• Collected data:

• • • •

PR #14189, opened 2021-05-14
MerkleTree left growth

neunhoef:
### Scope & Purpose

This implements growth to the left for MerkleTrees.

We noticed that this is necessary because a new cluster might have a rangeMin for its MerkleTrees of new collections which is larger than some `_rev` values of data in another cluster. Since DC2DC replication must be able to sync the old data, we must be able to lower rangeMin, that is, grow to the left.

As we currently only use the root node of the tree (summary information about count and hash) and the bottommost level (level 6), we also decided to remove all intermediate levels to save some memory and to reduce the cost of updates to the tree. So effectively every tree modification operation will modify only level 6 and the root node. The levels in between are not present anymore and not used.

This PR also adjusts some test code to call the new metrics API (`/_admin/metrics/v2`) instead of the old API (`/_admin/metrics`) and thus changes a few metrics names in other, unrelated tests.

It also exposes whether or not a collection uses Merkle trees (revision trees) in the detail view of a collection in the web UI.
That means when this PR is merged, we need to rebuild the web UI files.

### Backports:

- [x] Forward port required for: https://github.com/arangodb/arangodb/pull/14220

### Testing & Verification

  - [x] Added new **integration tests** (e.g. in recovery, shell_client, replication_sync)


lib/Containers/MerkleTree.cpp
```diff
@@ -262,17 +197,17 @@ MerkleTree<Hasher, BranchingBits>::fromBottomMostCompressed(std::string_view buf
   char const* p = buffer.data();
   char const* e = p + buffer.size();
 
-  if (p + 3 * sizeof(uint64_t) > e) {
+  if (p + sizeof(Meta) >= e) {
```
jsteemann, line 200: I think for a completely empty tree `e` can be equal to `p + sizeof(Meta)`
```suggestion
  if (p + sizeof(Meta) > e) {
```

lib/Containers/MerkleTree.cpp
```diff
@@ -528,15 +459,16 @@ void MerkleTree<Hasher, BranchingBits>::checkInsertMinMax(std::unique_lock<std::
                                                           std::uint64_t minKey,
                                                           std::uint64_t maxKey) {
   if (minKey < meta().rangeMin) {
-    throw std::out_of_range("Cannot insert, key " + std::to_string(minKey) +
-                            " less than range minimum " +
-                            std::to_string(meta().rangeMin) + ".");
+    // unlock so we can get exclusive access to grow the range
+    guard.unlock();
+    growLeft(minKey);
```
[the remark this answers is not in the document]
jsteemann: I have renamed `checkInsertMinMax` to `prepareInsertMinMax` now.

The locking issue w.r.t. `growLeft()` and `growRight()` would be easy to fix in the container alone, but we have unit tests that call `growLeft()` and `growRight()` from the outside, and expects the functions to lock properly. So I tend to stick with the existing locking even though it is not great. But it should work fine as it is, and the performance impact of removing a sequence of unlock-lock steps should be negligible. Growing the trees will not happen extremely often.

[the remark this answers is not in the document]
mpoeter: I like the new name! 👍 I'm fine with keeping the unlock-lock sequence if changing it would be more of a hassle.

lib/Containers/MerkleTree.h
```diff
@@ -54,6 +54,51 @@ template <typename Hasher,
           std::uint64_t const BranchingBits = 3  // 8 children per internal node,
           >
 class MerkleTree {
+  // A MerkleTree has three parameters which define its semantics:
+  //  - rangeMin: lower bound (inclusive) for _rev values it can take
+  //  - rangeMax: upper bound (exclusive) for _rev values it can take
+  //  - maxDepth: depth of the tree (root plus so many levels below)
```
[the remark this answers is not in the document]
jsteemann: Good point. Working on it...

lib/Containers/MerkleTree.cpp
```diff
@@ -665,143 +597,104 @@ std::unique_ptr<MerkleTree<Hasher, BranchingBits>> MerkleTree<Hasher, BranchingB
...
+    ++index1;
+    ++index2;
+  }
+  // And finally the rest of tree2:
+  for ( ; pos < tree2->meta().rangeMax; pos += keysPerBucket) {
+    Node const& node2 = tree2->node(offsetBottom + index2);
+    if (node2.count != 0) {
+      addRange(pos, pos + keysPerBucket - 1);
+    }
+    ++index2;
```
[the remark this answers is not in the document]
jsteemann: We indeed only make use of the lowest level now.
Thus we are removing the nodes above via https://github.com/arangodb/arangodb/pull/14210 to save maintaining and storing them.

arangod/Aql/grammar.h
```diff
@@ -1,4 +1,4 @@
-/* A Bison parser, made by GNU Bison 3.7.  */
+/* A Bison parser, made by GNU Bison 3.5.1.  */
```
joerg84, line 1: Any reason to go back to this version?

jsteemann: It's a generated file, and whatever is in there will likely get overwritten soon by a new build. So I wouldn't worry about it.

arangod/RocksDBEngine/RocksDBV8Functions.cpp
```diff
@@ -221,6 +223,89 @@ static void JS_CollectionRevisionTreeCorrupt(v8::FunctionCallbackInfo<v8::Value>
...
+      = manager->createContext(engine, ttl, SyncerId{17}, ServerId{17}, "");
+    if (ctx == nullptr) {
+      TRI_V8_THROW_EXCEPTION_INTERNAL("Could not create RocksDBReplicationContext");
+    }
+    RocksDBReplicationContextGuard guard(manager, ctx);
+    auto* physical = toRocksDBCollection(*collection);
+    auto batchId = ctx->id();
+    storedTree = physical->revisionTree(batchId);
+    computedTree = physical->computeRevisionTree(batchId);
+    ctx->setDeleted();
```
mpoeter, line 256: Is this exception safe? If `computeRevisionTree` etc. can throw then `ctx` would be leaked.

arangod/RocksDBEngine/RocksDBV8Functions.cpp
```diff
@@ -221,6 +223,89 @@ static void JS_CollectionRevisionTreeCorrupt(v8::FunctionCallbackInfo<v8::Value>
...
+    } else {
+      builder.add("computedTree", VPackValue(false));
+    }
+    if (storedTree != nullptr && computedTree != nullptr) {
+      try {
+        std::vector<std::pair<uint64_t, uint64_t>> diff
+          = computedTree->diff(*storedTree);
+        builder.add("equal", VPackValue(diff.empty()));
+      } catch(std::exception const& exc) {
+        builder.add("equal", VPackValue(std::string(exc.what())));
```
mpoeter, line 280: We store the exception message in the attribute `equal`?

lib/Containers/MerkleTree.cpp
```diff
@@ -57,7 +57,7 @@
 #endif
 
 // can turn this on for more aggressive and expensive consistency checks
-// #define PARANOID_TREE_CHECKS
+#define PARANOID_TREE_CHECKS
```
mpoeter, line 60: I suppose we don't want this to be enabled by default
```suggestion
// #define PARANOID_TREE_CHECKS
```

lib/Containers/MerkleTree.cpp
```diff
@@ -262,199 +175,224 @@ MerkleTree<Hasher, BranchingBits>::fromBottomMostCompressed(std::string_view buf
...
     std::uint64_t count = read.getNumber<std::uint64_t>();
 
     read = nodeSlice.get(StaticStrings::RevisionTreeHash);
     if (!read.isString()) {
-      tree.reset();
-      return tree;
+      return nullptr;
     }
     p = nodeSlice.get(StaticStrings::RevisionTreeHash).getString(l);
     std::uint64_t hash = basics::HybridLogicalClock::decodeTimeStamp(p, l);
```
mpoeter, line 319: Why is the hash encoded as a HLC timestamp? The hash value is obtained by passing the revision ids through some arbitrary hash function, so the hash value can be anything, or am I missing something?

lib/Containers/MerkleTree.cpp
```diff
@@ -262,199 +175,224 @@ MerkleTree<Hasher, BranchingBits>::fromBottomMostCompressed(std::string_view buf
...
-    return tree;
+    return nullptr;
+  }
+
+  read = slice.get(StaticStrings::RevisionTreeInitialRangeMin);
+  if (!read.isString()) {
+    return nullptr;
+  }
+  p = read.getString(l);
+  std::uint64_t initialRangeMin = basics::HybridLogicalClock::decodeTimeStamp(p, l);
```
mpoeter, line 276: This code could be simplified since there is also a `decodeTimeStamp` function that takes a slice.

lib/Containers/MerkleTree.cpp
```diff
@@ -1038,162 +951,317 @@ template <typename Hasher, std::uint64_t const BranchingBits>
...
-    }
+ 
+  // adjust bucket node
+  bool success = modifyLocal(key, value, isInsert);
+  if (ADB_UNLIKELY(!success)) {
+    throw std::invalid_argument("Tried to remove key that is not present.");
   }
+    
+  // adjust summary node
+  modifyLocal(meta().summary, 1, value, isInsert);
```
mpoeter, line 987: It is probably unlikely that this fails, but should we at least add an assertion?

lib/Containers/MerkleTree.h
```diff
@@ -54,6 +54,51 @@ template <typename Hasher,
...
+  // of the tree. This turned out to be not good enough, since we cannot
+  // estimate the smallest _rev value a collection will ever receive
+  // (for example, in DC2DC we might need to replicate old data into a
+  // newly created collection). Therefore, we can now also grow the width
+  // to the left by decreasing rangeMin.
+  //
+  // Unfortunately, we can only compare two different MerkleTrees, if
+  // the difference of their rangeMin values is a multiple of the number
+  // of _rev values in a leaf node, which is 
+  //   (rangeMax-rangeMin)/(BranchingFactor^depth),
```
mpoeter, line 78: BranchingFactor is not used anymore, so anything related to it can actually be removed.

arangod/RocksDBEngine/RocksDBMetaCollection.cpp
```diff
@@ -597,21 +626,54 @@ void RocksDBMetaCollection::corruptRevisionTree(uint64_t count, uint64_t hash) {
...
+    auto&& [newTree, beginSeq] = result.get();
 
-      _revisionTree = std::make_unique<RevisionTreeAccessor>(std::move(newTree), _logicalCollection);
-      _revisionTreeApplied = beginSeq;
-      _revisionTreeCreationSeq = beginSeq;
-      _revisionTreeSerializedSeq = beginSeq;
+    if (_meta.hasBlockerUpTo(beginSeq)) {
+      return {TRI_ERROR_LOCKED, "cannot rebuild revision tree now as there are still transaction blockers in place"};
     }
+
```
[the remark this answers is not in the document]
jsteemann: We do 2 checks, one before we start scanning entire collection (which is indeed in `revisionTreeFromCollection`) and one after the scanning is finished.
The idea is that scanning can take so long that there is some chance that new blocker arrive during the scan.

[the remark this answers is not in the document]
mpoeter: Ah, makes sense since blockers can be updated concurrently.

tests/Containers/MerkleTreeTest.cpp
```diff
@@ -505,14 +470,166 @@ TEST(MerkleTreeTest, test_serializeBinary) {
 
   std::string t1s;
   t1.serializeBinary(t1s, true);
+  ASSERT_EQ(520, t1s.size());
+
+  std::unique_ptr<::arangodb::containers::MerkleTree<::arangodb::containers::FnvHashProvider, 3>> t2 =
+      ::arangodb::containers::MerkleTree<::arangodb::containers::FnvHashProvider, 3>::fromBuffer(t1s);
+  ASSERT_NE(t2, nullptr);
+  ASSERT_TRUE(t1.diff(*t2).empty());
+  ASSERT_TRUE(t2->diff(t1).empty());
```
mpoeter, line 479: In such cases I prefer `EXPECT_xxx` instead of `ASSERT_xxx` as that way we have more information if the test fails (but no need to change this now).

arangod/Aql/grammar.h
jsteemann: Anyway, reverted all these changes in this PR.

arangod/RestHandler/RestReplicationHandler.cpp
```diff
@@ -2968,15 +2968,37 @@ void RestReplicationHandler::handleCommandRevisionTree() {
...
+  if (withVerification) {
+    auto tree2 = ctx.collection->getPhysical()->computeRevisionTree(ctx.batchId);
+    if (!tree2) {
+      generateError(rest::ResponseCode::SERVER_ERROR, TRI_ERROR_INTERNAL,
+                    "could not generate revision tree from collection");
+      return;
+    }
+
+    VPackObjectBuilder guard(&result);
+    result.add(VPackValue("computedTree"));
```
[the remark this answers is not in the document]
jsteemann: Renamed the attribute to just "computed". No "tree" in the attribute name anymore.

arangod/RocksDBEngine/RocksDBMetaCollection.cpp
```diff
@@ -820,9 +906,17 @@ void RocksDBMetaCollection::applyUpdates(rocksdb::SequenceNumber commitSeq) {
...
-  TRI_ASSERT(_revisionTree->maxDepth() == revisionTreeDepth);
-
+  TRI_ASSERT(_revisionTree->depth() == revisionTreeDepth);
+  
   Result res = basics::catchVoidToResult([&]() -> void {
+    // bump sequence number upwards
+    auto bumpSequence = [this](rocksdb::SequenceNumber seq) noexcept {
+      rocksdb::SequenceNumber applied = _revisionTreeApplied.load();
+      while (seq > applied) {
+        _revisionTreeApplied.compare_exchange_strong(applied, seq);
```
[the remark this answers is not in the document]
jsteemann: Changed this, and also added an early abort to the loop in case the CAS succeeds.

arangod/RocksDBEngine/RocksDBV8Functions.cpp
jsteemann: I am now storing it in `error` instead.

lib/Containers/MerkleTree.cpp
jsteemann: Good catch. Done!

lib/Containers/MerkleTree.cpp
jsteemann: Applied as suggested. Thanks!

lib/Containers/MerkleTree.cpp
jsteemann: I have added such assertion.

arangod/RocksDBEngine/RocksDBV8Functions.cpp
jsteemann: Good catch. Fixed!

lib/Containers/MerkleTree.cpp
jsteemann: Fixed as well.

tests/Containers/MerkleTreeTest.cpp
jsteemann: Ok, then for simplicity we will leave it as is here :sweat_smile:

lib/Containers/MerkleTree.h
jsteemann: BranchingFactor is currently hard-coded to 8. So we can remove it any time later from the code. It shouldn't change any user-visible parts of APIs.

mpoeter (approved):
A few suggestions, but otherwise LGTM!

There is quite a bit of code duplication in the test code that could be reduced, but given tight time frame I am fine with keeping it as is.

lib/Containers/MerkleTree.h
mpoeter: `BranchingFactor` is only stored and read from vpack slices, but otherwise not used _at all_, so I would simply remove it now (together with the static string).
In fact, I think this comment is no longer entirely accurate. @neunhoef can you comment on that?

neunhoef: We still store the "depth" in the Meta information. It is currently a constant 6 everywhere. The number of buckets we use is defined to be `BranchingFactor^depth`, which is currently a constant `2^18`.
If we want to clean this up everywhere, we would have to:
 - remove `BranchingBits` and `BranchingFactor` in `MerkleTree.h`
 - change Meta and put `NumberOfBuckets` or so instead of `depth`
 - change all places which use depth
 - change all comments where depth and BranchingFactor occur
 - there are 33 occurrences of `nodeCountAtDepth` alone in the code, so this is not an insignificant change.

neunhoef: Actually, I was wrong, in the unittests we do use MerkleTree objects with depth set to 2 and 3, in addition to the normal 6.

tests/Containers/MerkleTreeTest.cpp
```diff
@@ -740,3 +831,572 @@ TEST(MerkleTreeTest, test_check_consistency) {
...
+  t2.insert(M + 22);
+  expected.emplace_back(std::pair(M + 20, M + 23));
+  t1.insert(M + W - 8);
+  t2.insert(M + W - 5);
+  expected.emplace_back(std::pair(M + W - 8, M + W - 5));
+  t2.insert(M + W);
+  t2.insert(M + W + 5);
+  expected.emplace_back(std::pair(M + W, M + W + 7));
+  t2.clear();
+}
```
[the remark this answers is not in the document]
neunhoef: You are right, I will check if the tests pass with the correct diffs... :-)

lib/Containers/MerkleTree.h
neunhoef: The word BranchingFactor is removed from the code and from comments. We only use BranchingBits now to work with depth.

tests/Containers/MerkleTreeTest.cpp
```diff
@@ -740,3 +831,572 @@ TEST(MerkleTreeTest, test_check_consistency) {
...
+
+  std::vector<std::pair<std::uint64_t, std::uint64_t>> expected;
+  ASSERT_TRUE(::diffAsExpected(t1, t2, expected));
+
+  // Now insert something into t1 left of tree 2 as well as in the overlap:
+  t1.insert(M);      // first bucket in t1
+  expected.emplace_back(std::pair(M, M+3));
+  t1.insert(M + 8);  // third bucket in t1
+  expected.emplace_back(std::pair(M+8, M+11));
+  t1.insert(M + 16); // firth bucket in t1, first bucket in t2
```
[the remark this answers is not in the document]
neunhoef: Done.

tests/Containers/MerkleTreeTest.cpp
```diff
@@ -740,3 +831,572 @@ TEST(MerkleTreeTest, test_check_consistency) {
...
+  ASSERT_TRUE(::diffAsExpected(t1, t2, expected));
+  t1.clear();
+  expected.clear();
+
+  // Now insert something into t1 left of tree 2 as well as in the overlap, but expect one contiguous interval:
+  t1.insert(M);      // first bucket in t1
+  t1.insert(M + 4);  // second bucket in t1
+  t1.insert(M + 8);  // third bucket in t1
+  t1.insert(M + 12); // fourth bucket in t1
+  t1.insert(M + 16); // firth bucket in t1, first bucket in t2
```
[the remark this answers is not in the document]
neunhoef: Done.

tests/Containers/MerkleTreeTest.cpp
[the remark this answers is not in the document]
neunhoef: Done.

tests/Containers/MerkleTreeTest.cpp
```diff
@@ -740,3 +831,572 @@ TEST(MerkleTreeTest, test_check_consistency) {
   }
 #endif
 }
+
+class MerkleTreeGrowTests
+    : public ::arangodb::containers::MerkleTree<::arangodb::containers::FnvHashProvider, 3>,
```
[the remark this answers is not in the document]
neunhoef: An easy change is to make the local variables into public members of the derived class. If we make the container a member, then we do no longer have access to protected methods and members and need to call lots of methods differently.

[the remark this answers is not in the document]
neunhoef: For now, I will do the smaller solution.

tests/js/client/shell/shell-collection-counts-cluster.js
```diff
@@ -64,10 +64,19 @@ let getCoordinators = function() {
   return getServers('coordinator');
 };
 
+// this array will be modified by tests
+let failurePointsToKeep = [];
```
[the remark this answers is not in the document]
neunhoef: Done.

PR #14194, opened 2021-05-18
Fix index range calculation for queries where both bounds are expressed using the same operator.

mpoeter:
### Scope & Purpose

Fixes BTS-417

In some cases an index did not consider both bounds (lower and upper) for a close range scan if both bounds are expressed using the same operator, e.g., `FILTER doc.beginDate >= lb AND ub >= doc.beginDate`.

The newly added tests revealed yet another issue with the condition optimization in case of redundant conditions which result in suboptimal range calculation with an additional filter. But that needs to be fixed in a separate PR.

#### Backports:

- [x] Backports required for: 3.7, devel  (#14196, #14195)

#### Related Information

- [x] GitHub issue / Jira ticket number: https://arangodb.atlassian.net/browse/BTS-417

### Testing & Verification

### DIFF
--- a/CHANGELOG
+++ b/CHANGELOG
@@ -1,6 +1,10 @@
 v3.8.0 (XXXX-XX-XX)
 -------------------
 
+* Fixes BTS-417. In some cases an index did not consider both bounds (lower and
+  upper) for a close range scan if both bounds are expressed using the same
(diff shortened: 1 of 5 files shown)


jsteemann (approved):
LGTM!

• • • •

• EXERCISE GOAL: Only the lines that contain the string "cases" are to be copied from the records.

• EXPECTED ANSWER:
mpoeter, line 479: In such cases I prefer `EXPECT_xxx` instead of `ASSERT_xxx` as that way we have more information if the test fails (but no need to change this now).
In some cases an index did not consider both bounds (lower and upper) for a close range scan if both bounds are expressed using the same operator, e.g., `FILTER doc.beginDate >= lb AND ub >= doc.beginDate`.
+* Fixes BTS-417. In some cases an index did not consider both bounds (lower and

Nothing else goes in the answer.